PR #4475, opened 2020-05-20
Refactor source normalization

nonamethanks:
tl;dr: move the source out of app/models/post.rb and into each strategy file.

In the process I fixed several normalizations, since a lot of url normalizations were actually not working. 

I still need to finish writing the tests for the null strategy but in the meanwhile I'd appreciate a review for the rest of the code. (I also noticed a typo in the commit description, that'll be fixed after I rebase it with the rest of the tests tomorrow).

All the tests can be launched at once with the following command:
` rails test test/unit/sources/* -n "/normalizing for source/"`

I explicitly avoided touching some parts of the code like pawoo save for adding a function and some regexes, because that was going out of the scope of this pull and is a bit too complex to lump it all in, but basically that logic should be removed from the api client. Maybe at a later date.

Main changes:
* Move the source normalization logic out of the post model
  and into individual sources' strategies.
* Rewrite normalization tests to be handled into each source's test,
  and expand them significantly. Previously we were only testing
  a very small subset of domains and variants.
* Fix up normalization for several sites.
* Normalize fav.me urls into normal deviantart urls.


app/logical/sources/strategies/deviant_art.rb
```diff
@@ -1,25 +1,36 @@
 # Asset URLs:
 #
-# * http://orig12.deviantart.net/9b69/f/2017/023/7/c/illustration___tokyo_encount_oei__by_melisaongmiqin-dawi58s.png
-# * http://pre15.deviantart.net/81de/th/pre/f/2015/063/5/f/inha_by_inhaestudios-d8kfzm5.jpg
-# * http://th00.deviantart.net/fs71/PRE/f/2014/065/3/b/goruto_by_xyelkiltrox-d797tit.png
+## NORMALIZED
```
lllusion3469, line 3: Sorry, but I find this a bit confusing so let me just check I understand it correctly: You divide these into "will be normalized", "will not be normalized but can be normalized" and "cannot be normalized" which you call "NORMALIZED", "NOT NORMALIZED", and "NOT NORMALIZABLE"

* "normalized" implies to me that it's already normalized
* "not normalized" implies to me that, well, it's not normalized as written, nothing more

Also, since you're already adding some cases why not handle those two under "not normalized" as well, should be fairly easy, shouldn't it? I would think even the `/deviation/{id}` would be better if extracting title and artist is too fiddly.

nonamethanks: I didn't want to make the deviantart regexes too confusing and rework them too much for this pull request, but honestly you're right, since I already added several cases I might as well fix those too and normalize all the normalizable. I'll add it tomorrow when I rebase everything.

nonamethanks: I think I'll add a separate variable for those though, otherwise it'll just become too hard to read and unmantainable.

lllusion3469:
I'm going to take a closer look today/tomorrow but it seems fine to me except for some bikeshedding maybe.

I was wondering how you were going to handle the sources that didn't have a strategy. Didn't think of just putting it in the null strategy.

Seems much better than before all in all.

[I thought I found a bug at first but it was my own strategy (not upstreamed) which broke it... no idea how it even worked til now]

app/logical/sources/strategies/deviant_art.rb
```diff
@@ -204,7 +223,7 @@ def dtext_artist_commentary_desc
       end
 
       def self.deviation_id_from_url(url)
-        if url =~ ASSET
+        if url =~ ASSET or url =~ FAVME
```
lllusion3469, line 226: There's not really a problem here but just so you know:
There is a difference in ruby between `||` and `or` (`&&` and `and`): the difference is precedence

Check these [SO](https://stackoverflow.com/a/2083118) [answers](https://stackoverflow.com/a/2083630) (apparently `and`/`or` are intended for control flow and not logic?)

Since rubocop complains, I guess it should be changed but it complains about so much other stuff prevalent in the code base - even `$~` - so I don't know...

nonamethanks:
Yeah, we already had null.rb so it was the better option over creating more stray files.

Tomorrow I'm also going to extract the top domains/hosts from a bigquery dump and add more normalization cases along with the tests. I wonder if there's a better way to structure such a large function than doing a very long case switch like we're already doing.

Another point: I did some stress tests with 16k sources (the max exportable from bigquery at once) for most domains (and all sources for deviantart's wixmp that we have available on danbooru, around 320) and I couldn't find any error. The average time was around 10 seconds for 16k sources, so half a millisecond per source, so this change shouldn't bring any performance degradation (which is the most important part when refactoring).

app/logical/sources/strategies/deviant_art.rb
nonamethanks: Ah, that slipped past rubocop because I had turned it off for a second to stop blinding me with the regex complaints. I'll fix it.

app/logical/sources/strategies/null.rb
```diff
@@ -24,6 +24,122 @@ def normalizable_for_artist_finder?
...
+        when %r{\Ahttp://www\.karabako\.net/images(?:ub)?/karabako_(\d+)(?:_\d+)?\.}i
+          "http://www.karabako.net/post/view/#{$1}"
+
+        # XXX http://twipple.jp is defunct
+        # http://p.twpl.jp/show/orig/myRVs
+        when %r{\Ahttp://p\.twpl\.jp/show/(?:large|orig)/([a-z0-9]+)}i
+          "http://p.twipple.jp/#{$1}"
+
+        when %r{\Ahttps?://blog(?:(?:-imgs-)?\d*(?:-origin)?)?\.fc2\.com/(?:(?:[^/]/){3}|(?:[^/]/))([^/]+)/(?:file/)?([^\.]+\.[^\?]+)}i
+          username = $1
```
lllusion3469, line 44: I guess it was already this way before but I'd personally prefer named groups instead of first only numbering them and then naming them each the next line, though it would make the regexes longer

nonamethanks: This depends on whether @evazion wants me to write multiline regexes. I didn't see them anywhere in the code so I avoided writing them, though it would look cleaner yeah.

nonamethanks:
Ok, adjusted the above and added some things:

* fixed more zerochan normalizations, as only half the urls were being normalized;
* rule34.xxx was getting the md5 from the post's properties. Now it gets it from the filename;
* removed the exhentai normalization by filename. As far as I know that method doesn't work anymore and hasn't been for a while.

lllusion3469:
Sorry, can't debug it right now but some cases from the deviantart tests are broken:
[Failed test 1](https://github.com/nonamethanks/danbooru/blob/a449c63543124562f496bee2e303fc2a9be32395/test/unit/sources/deviant_art_test.rb#L218)
```rb
url = "http://pre06.deviantart.net/8497/th/pre/f/2009/173/c/c/cc9686111dcffffffb5fcfaf0cf069fb.jpg"
[13] pry(main)> ref = "https://www.deviantart.com/edsfox/art/Silverhawks-Quicksilver-126872896"
[15] pry(main)> s = Sources::Strategies.find(url, ref)
[16] pry(main)> s.page_url_from_image_url
=> "https://www.deviantart.com/edsfox/art/Cc9686111dcffffffb5fcfaf0cf069fb-126872896"
[17] pry(main)> s.page_url
=> "https://www.deviantart.com/edsfox/art/Silverhawks-Quicksilver-126872896"
[18] pry(main)> s.canonical_url
=> "https://images-wixmp-ed30a86b8c4ca887773594c2.wixmp.com/intermediary/f/8b472d70-a0d6-41b5-9a66-c35687090acc/d23jbr4-8a06af02-70cb-46da-8a96-42a6ba73cdb4.jpg?token=$TOKEN"
```

[Failed test 2](https://github.com/nonamethanks/danbooru/blob/a449c63543124562f496bee2e303fc2a9be32395/test/unit/sources/deviant_art_test.rb#L240)
```rb
[23] pry(main)> url = "https://images-wixmp-ed30a86b8c4ca887773594c2.wixmp.com/intermediary/f/8b472d70-a0d6-41b5-9a66-c35687090acc/d23jbr4-8a06af02-70cb-46da-8a96-42a6ba73cdb4.jpg/v1/fill/w_786,h_1017,q_70,strp/silverhawks_quicksilver_by_edsfox_d23jbr4-pre.jpg"
[24] pry(main)> ref = "https://www.deviantart.com/edsfox/art/Silverhawks-Quicksilver-126872896"
[25] pry(main)> s = Sources::Strategies.find(url, ref)
[26] pry(main)> s.page_url_from_image_url
=> "https://www.deviantart.com/edsfox/art/Silverhawks-Quicksilver-126872896"
[27] pry(main)> s.page_url
=> "https://www.deviantart.com/edsfox/art/Silverhawks-Quicksilver-126872896"
[28] pry(main)> s.canonical_url
=> "https://images-wixmp-ed30a86b8c4ca887773594c2.wixmp.com/intermediary/f/8b472d70-a0d6-41b5-9a66-c35687090acc/d23jbr4-8a06af02-70cb-46da-8a96-42a6ba73cdb4.jpg?token=$TOKEN"
```

[Failed test 3](https://github.com/nonamethanks/danbooru/blob/a449c63543124562f496bee2e303fc2a9be32395/test/unit/sources/deviant_art_test.rb#L248)
For some reason I get a `HTTP::Redirector::TooManyRedirectsError` when running it in `rails test` but in `rails console` it seems to work fine... I don't get it. Same for [Failed test 4](https://github.com/nonamethanks/danbooru/blob/a449c63543124562f496bee2e303fc2a9be32395/test/unit/sources/deviant_art_test.rb#L45)

nonamethanks:
The issue is that I get 403 forbidden with Cloudflare in https://github.com/danbooru/danbooru/blob/master/app/logical/sources/strategies/deviant_art.rb#L251 

```ruby
[6] pry(main)> p = s.page_url_from_image_url
=> "https://www.deviantart.com/edsfox/art/Silverhawks-Quicksilver-126872896"
[7] pry(main)> Danbooru::Http.cache(1.minute).get(p)
=> #<HTTP::Response/1.1 403 Forbidden {"Server"=>"CloudFront", "Date"=>"Thu, 21 May 2020 15:05:34 GMT", "Content-Type"=>"text/html", "Content-Length"=>"919", "Connection"=>"close", "X-Cache"=>"Error from cloudfront", "Via"=>"1.1 91c31195544333f46c3622df2c6df353.cloudfront.net (CloudFront)", "X-Amz-Cf-Pop"=>"WAW50-C1", "X-Amz-Cf-Id"=>"DrisOQm7djZzPuPcdugwcVlQJMUCG8HP1nOCz9jABxArnY_6a7khoA=="}>
```

I really have no idea how to work around this. I added a regex to work around unnormalizable assets but I can't debug the rest of the issues due to this problem.

nonamethanks:
Ah, seems it's a recent problem. See mikf/ gallery-dl/issues/ 655. Deviantart fucking up stuff as usual.

Unfortunately for me it fails even on the first try every time - several people have encountered the same problem [judging by this google search.](https://www.google.com/search?q=deviantart+403+cloudfront&oq=deviantart+403+cloudfront&aqs=chrome..69i57.2899j0j1&sourceid=chrome&ie=UTF-8)

nonamethanks:
Ok, I managed to create a proxy on a secondary server of mine and now I can bypass Cloudfront. I'll try to figure out the rest of the tests. Fuck deviantart btw.

nonamethanks:
I did a dirty patch of danbooru's HTTP method to allow me to run the tests through proxy. I should probably create a patch to allow a configurable proxy in the future. But that's for another day.

For failed test 1 and 2 in https://github.com/nonamethanks/danbooru/blob/a449c63543124562f496bee2e303fc2a9be32395/test/unit/sources/deviant_art_test.rb#L218 and https://github.com/nonamethanks/danbooru/blob/a449c63543124562f496bee2e303fc2a9be32395/test/unit/sources/deviant_art_test.rb#L240 I think it's the tests that are wrong, am I correct @lllusion3469 ? We can extract the deviation ID from them, so they should be the canonical URLs according to the current logic. They're like that right now because intermediary URLs weren't being normalized before this pull.

For the too many redirects error, seems it's failing in https://github.com/danbooru/danbooru/blob/364343453c616a13ac215ff370fb37762ffe0f0d/app/logical/downloads/file.rb#L32 but I can't understand why it doesn't like intermediary URLs.

lllusion3469:
I think the problem with those last two tests with the redirect is basically the following:
* When downloading a file [it takes the url and runs it through the strategy again](https://github.com/danbooru/danbooru/blob/master/app/logical/downloads/file.rb#L78)
* In this case:
```rb
[39] pry(main)> s = Sources::Strategies.find("https://noizave.deviantart.com/art/test-no-download-697415967")
Sources::Strategies.find(s.image_url).page_url_from_image_url
[56] pry(main)> Sources::Strategies.find(s.image_url).page_url_from_image_url
=> "https://deviantart.com/deviation/697415967"
```
What changed is that this used to return `nil`.

This is a problem because
```
$ curl -I 'https://deviantart.com/deviation/697415967'
...
location: https://www.deviantart.com/deviation/697415967
...
```
this forwards twice and I set the max_hops to 1

nonamethanks:
Yep, setting the normalization to www fixes it. I'll fix the rest of those tests to add www, and add the regex for those urls.

What about my question for the intermediary canonical source?

lllusion3469:
I edit my comments too much:
> I would argue should be what the test expects because I find it prettier with title and artist - can be argued either way, though. I don't care too much.

lllusion3469:
Also when reviewing your code I sometimes think it might be helpful if you didn't always rebase and force-push because it's not immediately obvious what you changed - especially with such a huge commit. I say that even though I do the same myself. (Though evazion always just merged mine as-is)

I had to test whether you noticed this error in my comment above and fixed it (which you did apparently):
`https://www.deviantart.com/edsfox/art/Cc9686111dcffffffb5fcfaf0cf069fb-126872896`

Fwiw Github has this option if you worry about polluting the master branch
Screenshot_20200521_204837

nonamethanks:
Imo it's better to keep as canonical url the "best" version in the case of deviantart, as they've changed their URL schemas a lot in the past, so it's more convenient for us to save the page url since that's not likely to change too much in the future (so in the form of deviation/<id> or the title-artist schema, rather than the wixmp one).  It's not even guaranteed that the wixmp urls will work in the future.
Removing the canonical_url method from the deviantart strategy makes it fall back to that way of saving it, and since we already go through the api it always saves the title-artist method. 

Yeah, I was rebasing because I didn't want to fill the branch with "wip"s. Lemme try pushing partials.

lllusion3469:
Aren't we agreeing then? I was talking about [this](https://github.com/danbooru/danbooru/blob/2160aad26da10f97d8b8fe85faedb6f48e8085ff/test/unit/sources/deviant_art_test.rb#L58) test which now returns ugly a wixmp url which only contains the deviation_id. This means when normalizing it it would look like this: "/deviation/{deviation_id}" -  but I'd prefer it with the artist and title which are lost.

nonamethanks:
Ok, how does this look? 

Also I see the option to squash and merge, but as it'll be evazion who'll decide to merge this it'd probably be better for me to rebase everything once we're in agreement that it's complete. For now I'll keep pushing WIPs as required in order to make it better readable.

lllusion3469:
If you want to make sure it doesn't get merged while you have commits like "wip" you can set your PR as a "Draft".

Do you know how to use `git rebase -i`? It's fairly simple (although git is always bit intimidating imo)

nonamethanks:
Yeah, that's how I've been merging everything so far, with interactive. 

I didn't realize there was a draft option. It's too late now, as the work is mostly done and the only major thing left is a rebase, but for future ones I'll open them as draft.

lllusion3469:
> Yeah, that's how I've been merging everything so far, with interactive.

you do know about `git commit --amend`, right?

> Ok, how does this look?

pretty good, can't see anything wrong right now, though if you haven't noticed yet I care about DA the most.

> Ok, I managed to create a proxy on a secondary server of mine and now I can bypass Cloudfront. I'll try to figure out the rest of the tests. Fuck deviantart btw.

I forgot you were using some hosted server for your development. I'm just using my desktop PC with my home internet connection and have no problems.

> Fuck deviantart btw.

yeah if everything else didn't also have major problems

<details>
<summary>way off-topic comment</summary>

* pixiv doesn't even have an API we can use, we're still using their mobile app backend, aren't we? [this userscript](https://github.com/kepstin/Fix-pixiv-thumbnails) makes their frontend somewhat manageable at least
* twitter has lots of retweets of other artists, themselves, and lots of text, non-art in between the pics I care about (the "media" tab improves this a bit). And a horrible cut-off preview and no grid view... If I didn't still have an ancient account I would have needed to give them my phone number for API access iirc
* I don't event have to comment about tumblr, do I?
* DA itself also has a horrible frontend now that their redesign is mandatory... I'll have to do some major modifications via user{styles,scripts} the next days to make it bearable

</details>

---

If you're up for some bikeshedding
* because of [this thing](https://github.com/danbooru/danbooru/pull/4475#issuecomment-632265146) the DA strategy will unnecessarily run through all the API requests and the UUID thing again when actually downloading the image when the deviation_id can be extracted. Because of caching the API calls can be avoided but not necessarily the `#page` call. No idea how to avoid this, though.
* the naming: it can be argued (not sure myself) that `#normalize_for_source` shouldn't be named after it's purpose ("normalizing _for_ the source field") but after what it does ("normalize the url")

nonamethanks:
We already have "normalize for artist finder" so I just followed that example for naming.

For api calls, does Deviantart allow image replacement/edit? I'm not sure we want to cache those for too long- we already have a similar problem with Pixiv where uploaders are sometimes unable to upload the latest version because we cache the old url.

I feel like resolving that problem is out of scope of this pull though, as this was just supposed to be an extraction of source normalization from the post model.

lllusion3469:
> We already have "normalize for artist finder" so I just followed that example for naming.

fine by me

> For api calls, does Deviantart allow image replacement/edit?

I think so, yes.

> I'm not sure we want to cache those for too long

It's only cached for 60s

> I feel like resolving that problem is out of scope of this pull though

agreed

> I don't think the single commit can be helped

you could e.g. extract the changes to DA into a separate commit but I don't think it's worth it.

nonamethanks:
Alright, I'll merge that stray wip one final time later if there's nothing else.
I've ran the tests one more time and nothing went wrong save for an already existing fanbox failure.

app/logical/sources/strategies/deviant_art.rb
evazion: `||` and `&&` are preferred in Danbooru code.

lllusion3469:
>>  Also when reviewing your code I sometimes think it might be helpful if you didn't always rebase and force-push because it's not immediately obvious what you changed

I just figured out that Github links to a nice comparison view if you hover over "force-pushed"... I should probably have noticed that much sooner.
====================
** Task statement **
Please set down again, word for word, only the lines from the start of the entries through the line with "normal deviantart urls.", both ends included.

** Expected output **
PR #4475, opened 2020-05-20
Refactor source normalization

nonamethanks:
tl;dr: move the source out of app/models/post.rb and into each strategy file.

In the process I fixed several normalizations, since a lot of url normalizations were actually not working. 

I still need to finish writing the tests for the null strategy but in the meanwhile I'd appreciate a review for the rest of the code. (I also noticed a typo in the commit description, that'll be fixed after I rebase it with the rest of the tests tomorrow).

All the tests can be launched at once with the following command:
` rails test test/unit/sources/* -n "/normalizing for source/"`

I explicitly avoided touching some parts of the code like pawoo save for adding a function and some regexes, because that was going out of the scope of this pull and is a bit too complex to lump it all in, but basically that logic should be removed from the api client. Maybe at a later date.

Main changes:
* Move the source normalization logic out of the post model
  and into individual sources' strategies.
* Rewrite normalization tests to be handled into each source's test,
  and expand them significantly. Previously we were only testing
  a very small subset of domains and variants.
* Fix up normalization for several sites.
* Normalize fav.me urls into normal deviantart urls.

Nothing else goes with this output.